Re: [RFC 1/1] KVM: selftests: rseq_test: use vdso_getcpu() instead of syscall()

Robert Hoo <robert.hu@xxxxxxxxxxxxxxx> · Thu, 03 Nov 2022 10:59:46 +0800




On Thu, 2022-11-03 at 00:46 +0000, Sean Christopherson wrote:
> On Wed, Nov 02, 2022, Robert Hoo wrote:
> > vDSO getcpu() has been in Kernel since 2.6.19, which we can assume
> > generally available.
> > Use vDSO getcpu() to reduce the overhead, so that vcpu thread
> > stalls less
> > therefore can have more odds to hit the race condition.
> > 
> > Fixes: 0fcc102923de ("KVM: selftests: Use getcpu() instead of
> > sched_getcpu() in rseq_test")
> > Signed-off-by: Robert Hoo <robert.hu@xxxxxxxxxxxxxxx>
> > ---
> 
> ...
> 
> > @@ -253,7 +269,7 @@ int main(int argc, char *argv[])
> >  			 * across the seq_cnt reads.
> >  			 */
> >  			smp_rmb();
> > -			sys_getcpu(&cpu);
> > +			vdso_getcpu(&cpu, NULL, NULL);
> >  			rseq_cpu = rseq_current_cpu_raw();
> >  			smp_rmb();
> >  		} while (snapshot != atomic_read(&seq_cnt));
> 
> Something seems off here.  Half of the iterations in the migration
> thread have a
> delay of 5+us, which should be more than enough time to complete a
> few getcpu()
> syscalls to stabilize the CPU.
> 
The migration thread delay time is for the whole vcpu thread loop, not
just vcpu_run(), I think.

for (i = 0; !done; i++) {
		vcpu_run(vcpu);
		TEST_ASSERT(get_ucall(vcpu, NULL) == UCALL_SYNC,
			    "Guest failed?");
...
		do {
			...
			vdso_getcpu(&cpu, NULL, NULL);
			rseq_cpu = rseq_current_cpu_raw();
			...
		} while (snapshot != atomic_read(&seq_cnt));

...
	}

> Has anyone tried to figure out why the vCPU thread is apparently
> running slow?
> E.g. is KVM_RUN itself taking a long time, is the task not getting
> scheduled in,
> etc...  I can see how using vDSO would make the vCPU more efficient,
> but I'm
> curious as to why that's a problem in the first place.

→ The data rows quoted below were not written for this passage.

PR #444, opened 2021-06-20
Float voltage to int

Riksu9000:
In all uses of the voltage variable, the ADC value is first converted to float, and then back to integer.

This PR makes it so the voltage is now in millivolts. If an app requires float for any reason, it can easily be converted in the app.

Previously the precision was limited by roundf() to 10mV, now the precision is ~6mV

The only visible change is that the about page now shows the actual value of the voltage variable, so it is now in millivolts.

volts

In #258, the multiplication was changed from 2 to 2.04. I didn't find any explanation for this change. The *2 compensates for the hardware voltage divider. I think this might have been an error.
`voltage = (static_cast<float>(p_event->data.done.p_buffer[0]) * 2.04f) / (1024 / 3.0f);`


JF002:
Thanks for this PR! 
I have no idea where this 2.04 factor come from... Maybe some kind of trick to correct rounding (float<->int) issue?

@Riksu9000 Previous merges conflict with this branch, could you have a look at them so I can merge it?

JF002:
> Thanks for this PR!
> I have no idea where this 2.04 factor come from... Maybe some kind of trick to correct rounding (float<->int) issue?
> 
> ~~@Riksu9000 Previous merges conflict with this branch, could you have a look at them so I can merge it?~~ Nope, that OK :+1:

Yes, it should be the first-place problem.
But firstly, it's the whole for(){} loop taking more time than before,
that increment can be attributed to those key sub-calls, e.g.
vcpu_run(), get_ucall(), getcpu(), rseq_current_cpu_raw().

Though vcpu_run() should have first attention, reduce others' time
spending also helps.

BTW, I find that x86 get_ucall() have a more vcpu ioctl
(vcpu_regs_get()) than aarch64's, this perhaps explains a little why
the for(){} loop is heavier than aarch64.

uint64_t get_ucall(struct kvm_vcpu *vcpu, struct ucall *uc)
@@ -43,12 +95,14 @@
 	if (uc)
 		memset(uc, 0, sizeof(*uc));
 
-	if (run->exit_reason == KVM_EXIT_IO && run->io.port ==
UCALL_PIO_PORT) {
-		struct kvm_regs regs;
-
-		vcpu_regs_get(vcpu, &regs);
-		memcpy(&ucall, addr_gva2hva(vcpu->vm,
(vm_vaddr_t)regs.rdi),
-		       sizeof(ucall));
+	if (run->exit_reason == KVM_EXIT_MMIO &&
+	    run->mmio.phys_addr == (uint64_t)ucall_exit_mmio_addr) {
+		vm_vaddr_t gva;
+
+		TEST_ASSERT(run->mmio.is_write && run->mmio.len == 8,
+			    "Unexpected ucall exit mmio address
access");
+		memcpy(&gva, run->mmio.data, sizeof(gva));
+		memcpy(&ucall, addr_gva2hva(vcpu->vm, gva),
sizeof(ucall));

> 
> Anyways, assuming there's no underlying problem that can be solved,
> the easier
> solution is to just bump the delay in the migration thread.  As per
> its gigantic
> comment, the original bug reproduced with up to 500us delays, so
> bumping the min
> delay to e.g. 5us is acceptable.  If that doesn't guarantee the vCPU
> meets its
> quota, then something else is definitely going on.